#### Data to examine:
PR #30042, opened 2026-08-28
perf(ably-subscriber): reuse tokens across reconnect failures

### LINKED ISSUE #30012: perf(rust): reuse fresh Ably tokens across failed reconnects
## Problem

At audited commit `97414e6c34b2241df1cbcf87fa85fa6248cf41d6`, every failed fresh Ably reconnect discards a successfully exchanged token and repeats both token HTTP requests on the next retry.

The reconnect loop calls `attempt_reconnect` on every attempt and retains no pending token state when that function returns an error (`crates/ably-subscriber/src/connection/event_loop.rs:496-613`). Inside `attempt_reconnect`, any non-resumable connection (`!use_resume`) or token-expired reconnect calls `get_token`, exchanges the returned request with Ably, and keeps the resulting `TokenDetails` only in a local `new_token` (`crates/ably-subscriber/src/connection/event_loop.rs:1013-1033`). That token is committed only after the WebSocket connects and the channel reaches an attached or suspended outcome (`crates/ably-subscriber/src/connection/event_loop.rs:569-602`). A later failure in `connect_pending`, the CONNECTED handshake, ATTACH send, or attach wait therefore drops the freshly issued token; the next loop iteration executes the same token acquisition again.

In the runner integration, `get_token` itself performs a vm0 API request to create an Ably `TokenRequest` (`crates/runner/src/provider/api_ably_supervisor.rs:1022-1036`, `crates/runner/src/provider/api.rs:1135-1150`), and `exchange_token` performs a second request to Ably REST. Once the 120-second resume window expires, suspended retries run every 30 seconds by default (`crates/ably-subscriber/src/types.rs:270-282`), so a Realtime/WebSocket outage with the token endpoints still reachable produces two avoidable HTTP requests per runner per retry for the duration of the outage.

## Impact

- A fleet-wide Ably Realtime outage or blocked WebSocket path amplifies into sustained load on both the vm0 realtime-token endpoint and Ably's token-exchange endpoint.
- Token signing, JSON serialization, TLS/HTTP work, and Ably token issuance repeat even though the immediately preceding attempt already obtained an unexpired bearer token.
- The extra control-plane dependency can delay recovery or create rate-limit pressure during the exact outage window when many runners retry together.

## Acceptance criteria

- Retain and reuse a successfully exchanged, still-valid `TokenDetails` across subsequent transport/handshake/attach failures instead of reacquiring it on every retry.
- Invalidate the pending token and obtain a new one when Ably rejects it as expired/invalid, when its expiry or renewal boundary is reached, or when another explicit authorization condition requires refresh.
- Preserve the rule that session connection metadata is committed only after a definitive reconnect outcome; pending token reuse must not make a failed transport look connected.
- Add reconnect coverage where token acquisition succeeds, several WebSocket attempts fail, and the token provider/exchange are called once until invalidation; separately verify that an auth rejection or expiry causes a fresh acquisition.

seven332:
## Summary

- retain freshly exchanged Ably tokens within one reconnect episode so transport, handshake, and attach failures do not repeat token-provider and REST exchange requests
- replace pending tokens at their fixed renewal boundary or after Ably reports a token-specific `40140..40149` rejection, including resume-handshake and reconnect-attach failures
- keep session token and connection metadata commits behind the existing definitive reconnect outcomes

## Scope

- adds no public API, persisted state, runner protocol, migration, or deployment-order dependency
- does not change retry cadence, initial subscription authentication, capability-denial handling, or token-renewal failure policy

## Validation

- `cd crates && cargo clippy -p ably-subscriber --all-targets --all-features`
- `cd crates && cargo doc -p ably-subscriber --all-features --no-deps`
- `cd crates && cargo test -p ably-subscriber`
- renewal-boundary integration test repeated 10 times
- `git diff --check`
- `lefthook run pre-commit`

Closes #30012

### DIFF
--- a/crates/ably-subscriber/src/connection/event_loop.rs
+++ b/crates/ably-subscriber/src/connection/event_loop.rs
@@ -495,6 +495,7 @@ pub(crate) async fn run_event_loop(mut p: EventLoopState, mut close_rx: CloseRec
 
         let mut retry_immediately = immediate_retry;
         let mut disconnected_retry_count: u32 = 0;
+        let mut pending_reconnect_token: Option<PendingReconnectToken> = None;
         loop {
             if p.session.should_enter_suspended_retry()
                 && !enter_suspended_retry(&mut p, &mut close_rx).await
@@ -563,7 +564,11 @@ pub(crate) async fn run_event_loop(mut p: EventLoopState, mut close_rx: CloseRec
                     }
                     continue;
                 }
-                result = attempt_reconnect(&mut p, refresh_token) => result,
+                result = attempt_reconnect(
+                    &mut p,
+                    &mut refresh_token,
+                    &mut pending_reconnect_token,
+                ) => result,
             };
 
             match reconnect_result {
@@ -660,6 +665,11 @@ enum ReconnectOutcome {
         transport: WsTransport,
     },
     Closed,
+}
+
+struct PendingReconnectToken {
+    details: TokenDetails,
+    renewal_at: Option<Instant>,
 }
 
 async fn send_attach(p: &mut EventLoopState, close_rx: &mut CloseReceiver) -> LoopAction {
@@ -785,7 +795,7 @@ async fn handle_message(
             let refresh_token = msg
                 .error
                 .as_ref()
-                .is_some_and(|error| error.code == error_code::TOKEN_EXPIRED);
+                .is_some_and(|error| error_code::is_token_error(error.code));
             let reason = Some(protocol_disconnect_reason(msg.error));
             p.session.notify_protocol_disconnected();
             close_websocket_transport(p);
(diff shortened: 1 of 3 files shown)


seven332:
## Code Review: PR #30042

**Reviewed head:** `d701792c6ebcd61454e8d48e42d6c39f544a7654`

### Summary

The loop-owned pending token matches the approved reconnect scope: it survives transient reconnect failures, expires at a fixed renewal boundary, is discarded after token-specific Ably rejection, and is committed only after a definitive reconnect outcome. The public API, retry cadence, persistence, and deployment contracts remain unchanged.

### Findings

No findings.

### Testing

The affected crate passed formatting, all-target/all-feature Clippy, documentation, and all 208 tests. The 16 reconnect integration tests also passed again against this submitted head; they cover repeated transport failures, handshake and attach rejection, renewal-boundary replacement, provider/exchange counts, and restored message delivery. The secret-backed Ably smoke test remains a CI gate.

### Verdict

LGTM

PR #30046, opened 2026-08-28
perf(runner): bound gc service discovery

### LINKED ISSUE #30011: perf(rust): avoid serial systemctl queries in runner GC
## Problem

At audited commit `97414e6c34b2241df1cbcf87fa85fa6248cf41d6`, `runner gc` discovers image references from enabled runner services by awaiting two `systemctl` queries for each matching unit, strictly serially.

`protected_image_refs_for_gc` always runs enabled-service discovery before image deletion (`crates/runner/src/cmd/gc/image_refs.rs:86-100`). `enabled_runner_service_config_paths_with_reader` then scans every `vm0-runner-*.service` entry and, inside the directory loop, awaits `service::is_unit_enabled` followed by `service::read_unit_config_path` for each enabled unit (`crates/runner/src/cmd/gc/image_refs.rs:139-214`). These helpers execute `systemctl is-enabled` and `systemctl --no-pager cat` respectively (`crates/runner/src/cmd/service/systemctl.rs:512-529`, `crates/runner/src/cmd/service/unit_config.rs:8-13`). Both queries inherit the 10-second `SYSTEMCTL_QUERY_TIMEOUT` (`crates/runner/src/cmd/service/systemctl.rs:16`, `crates/runner/src/cmd/service/systemctl.rs:398-416`).

For `N` enabled runner units, this phase launches `2N` child processes but never overlaps them. It can therefore take close to `20N` seconds when both queries return near their deadlines, or `10N` seconds when each enablement query times out. The current scenario coverage creates only one runner unit (`crates/runner/src/cmd/gc/image_refs/tests.rs:428-470`), so it does not detect serialized multi-unit discovery.

## Impact

- Hosts that retain several runner versions can spend minutes in service-reference discovery before any image, NBD, workspace, log, or version GC phase begins.
- Runner image preparation invokes `runner gc --keep-latest 6` while holding the exclusive deployment GC lock (`.github/scripts/prepare-runner-image.sh:202-207`), so serial systemd latency directly extends deployment-critical work and blocks other GC invocations.
- Even healthy hosts pay two external process spawns and output captures per enabled runner service.

## Acceptance criteria

- Discover matching unit names first, then query their enablement and effective config with fixed bounded concurrency or a bounded batched systemd operation; do not introduce unbounded child-process fan-out.
- Preserve the fail-closed `inventory_complete` behavior for directory iteration, enablement, and effective-config failures, including deterministic protected-reference results.
- Keep disabled units from contributing config references and retain effective fragment/drop-in parsing for enabled units.
- Add boundary coverage with multiple delayed units proving that queries overlap within the fixed bound and that the concurrency limit is respected.

## Related work

- #29880 addressed the analogous serial `systemctl cat` inventory in `runner doctor`; GC has a separate discovery loop and remains serial.

seven332:
## Summary

- enumerate matching runner service units before issuing systemd queries
- process each unit's enablement and effective-config lookup with ordered concurrency bounded at four
- preserve fail-closed inventory aggregation, disabled-unit exclusion, effective drop-in parsing, and existing warnings
- add a gated fake-systemctl scenario proving overlap, the fixed admission bound, per-unit query order, and mixed failure handling

## Scope

- no CLI, API, protocol, persisted-state, migration, deployment-order, dependency, timeout, or production logging changes

## Validation

- `cargo test -p runner cmd::gc::image_refs::tests -- --nocapture`
- `cargo test -p runner`
- `cargo clippy -p runner --all-targets -- -D warnings`
- `RUSTDOCFLAGS="-D warnings" cargo doc -p runner --no-deps`
- `git diff --check`
- pre-commit Rust format, documentation, Clippy, file-size, and commitlint hooks

Closes #30011

### DIFF
--- a/crates/runner/src/cmd/gc/image_refs.rs
+++ b/crates/runner/src/cmd/gc/image_refs.rs
@@ -1,6 +1,7 @@
 use std::collections::{BTreeMap, HashMap, HashSet};
 use std::path::{Path, PathBuf};
 
+use futures_util::{StreamExt, stream};
 use tracing::warn;
 
 use crate::cmd::service;
@@ -12,6 +13,8 @@ use super::filesystem::{GcDirEntryReader, read_dir_or_missing};
 use super::versions::VersionGcAnalysis;
 
 type ProtectedImageRefMap = HashMap<String, HashSet<String>>;
+
+const ENABLED_SERVICE_QUERY_CONCURRENCY: usize = 4;
 
 pub(super) enum ProtectedImageRefs {
     Complete(ProtectedImageRefMap),
@@ -131,6 +134,11 @@ struct EnabledRunnerServiceConfigPaths {
     inventory_complete: bool,
 }
 
+struct EnabledRunnerServiceConfigPathResult {
+    path: Option<PathBuf>,
+    inventory_complete: bool,
+}
+
 async fn enabled_runner_service_config_paths(system_dir: &Path) -> EnabledRunnerServiceConfigPaths {
     let mut entry_reader = GcDirEntryReader::new();
     enabled_runner_service_config_paths_with_reader(system_dir, &mut entry_reader).await
@@ -159,7 +167,7 @@ async fn enabled_runner_service_config_paths_with_reader(
         };
     };
 
-    let mut paths = Vec::new();
+    let mut units = Vec::new();
     let mut inventory_complete = true;
     loop {
         let entry = match entry_reader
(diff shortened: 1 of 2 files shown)


seven332:
## Code Review: PR #30046

**Reviewed head:** `86cf0fba9875a1e68d5c7dab807a0dcafff2e1dc`

### Summary

The submitted change replaces serial GC service discovery with an ordered four-way per-unit pipeline while preserving the existing systemctl authority, disabled-unit handling, encounter order, warnings, and fail-closed inventory contract.

### Findings

No findings.

### Testing

Focused GC image-reference tests and the full runner suite pass. Rust formatting, Clippy with warnings denied, rustdoc with warnings denied, diff whitespace checks, and pre-commit hooks pass. The new external-boundary scenario proves four concurrent blocked children, rejects fifth admission before release, verifies enablement-before-config ordering, excludes a disabled unit, and keeps a mixed config failure incomplete.

Remote runner deployment/E2E was not run locally; CI owns those checks.

### Verdict

LGTM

#### Action item:
Up to and including the line with "- A fleet-wide", output every line of the records above exactly, starting from the first; output nothing else.

#### Completed exercise:
PR #30042, opened 2026-08-28
perf(ably-subscriber): reuse tokens across reconnect failures

### LINKED ISSUE #30012: perf(rust): reuse fresh Ably tokens across failed reconnects
## Problem

At audited commit `97414e6c34b2241df1cbcf87fa85fa6248cf41d6`, every failed fresh Ably reconnect discards a successfully exchanged token and repeats both token HTTP requests on the next retry.

The reconnect loop calls `attempt_reconnect` on every attempt and retains no pending token state when that function returns an error (`crates/ably-subscriber/src/connection/event_loop.rs:496-613`). Inside `attempt_reconnect`, any non-resumable connection (`!use_resume`) or token-expired reconnect calls `get_token`, exchanges the returned request with Ably, and keeps the resulting `TokenDetails` only in a local `new_token` (`crates/ably-subscriber/src/connection/event_loop.rs:1013-1033`). That token is committed only after the WebSocket connects and the channel reaches an attached or suspended outcome (`crates/ably-subscriber/src/connection/event_loop.rs:569-602`). A later failure in `connect_pending`, the CONNECTED handshake, ATTACH send, or attach wait therefore drops the freshly issued token; the next loop iteration executes the same token acquisition again.

In the runner integration, `get_token` itself performs a vm0 API request to create an Ably `TokenRequest` (`crates/runner/src/provider/api_ably_supervisor.rs:1022-1036`, `crates/runner/src/provider/api.rs:1135-1150`), and `exchange_token` performs a second request to Ably REST. Once the 120-second resume window expires, suspended retries run every 30 seconds by default (`crates/ably-subscriber/src/types.rs:270-282`), so a Realtime/WebSocket outage with the token endpoints still reachable produces two avoidable HTTP requests per runner per retry for the duration of the outage.

## Impact

- A fleet-wide Ably Realtime outage or blocked WebSocket path amplifies into sustained load on both the vm0 realtime-token endpoint and Ably's token-exchange endpoint.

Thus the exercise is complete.